If observation \(i\) was recorded in January then \[E(Y_i|\mbox{January})=-0.152.\] If observation \(i\) was recorded in February then \[E(Y_i|\mbox{February})=-0.152 + 1.802=1.65.\] If observation \(i\) was recorded in March then \[E(Y_i|\mbox{March})=-0.152 + 1.822=1.67.\]

Consequently, the difference in response \(Y\) between January and February is 1.802 and the difference in response \(Y\) between January and March is 1.822. We can then infer the difference in response \(Y\) between February and March as 1.822 - 1.802 = 0.02.

Notice the choice of baseline category, January, was not chosen for any particular reason and we can change this. Let February now be the baseline category and so we wish to fit the regression model

\[Y_i = \alpha' + \beta'_1 I_{\text{Jan}_i} + \beta'_2 I_{\text{Mar}_i} + \epsilon_i, \quad \quad i=1,\dots,n.\] for response variable \(Y\) and \[ I_{\text{Jan}_i}= \begin{cases} 1 \hspace{0.5cm} \mbox{if observation } i \mbox{ was recored in January} \\ 0 \hspace{0.5cm} \mbox{if observation } i \mbox{ was not recored in January} \end{cases} \] \[ I_{\text{Mar}_i}= \begin{cases} 1 \hspace{0.5cm} \mbox{if observation } i \mbox{ was recored in March} \\ 0 \hspace{0.5cm} \mbox{if observation } i \mbox{ was not recored in March} \end{cases} \]

The coefficient estimates will be different to those given previously. Suppose we estimate \[\begin{eqnarray*} \hat{\alpha}'&=&1.650\\ \hat{\beta}'_1&=&-1.802\\ \hat{\beta}'_2&=&0.020.\\ \end{eqnarray*}\]

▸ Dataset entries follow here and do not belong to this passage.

PR #4407, opened 2022-05-16
Detect deprecated XSS Protection headers

joshlarsen:
### Template / PR Information

This PR checks for sites that still set the deprecated `x-xss-protection` header. At one point, this header provided some mitigation against XSS attacks. Now we know that setting the header can actually introduce the vulnerability where there was none previously.

- References:
    - https://developer.mozilla.org/en-US/docs/Web/HTTP/Headers/X-XSS-Protection
    - https://owasp.org/www-project-secure-headers/#x-xss-protection

### Template Validation

- [x] YES
- [ ] NO

#### Additional Details

The only valid setting is:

Regression coefficients for categorical variables should be interpreted with respect to the baseline category. Based on these results, the difference in response \(Y\) between February and January is -1.802 (notice the change in sign) and the difference in response \(Y\) between February and March is 0.020. We can then infer the difference in response \(Y\) between January and March as -1.802 - 0.0203 = -1.8223.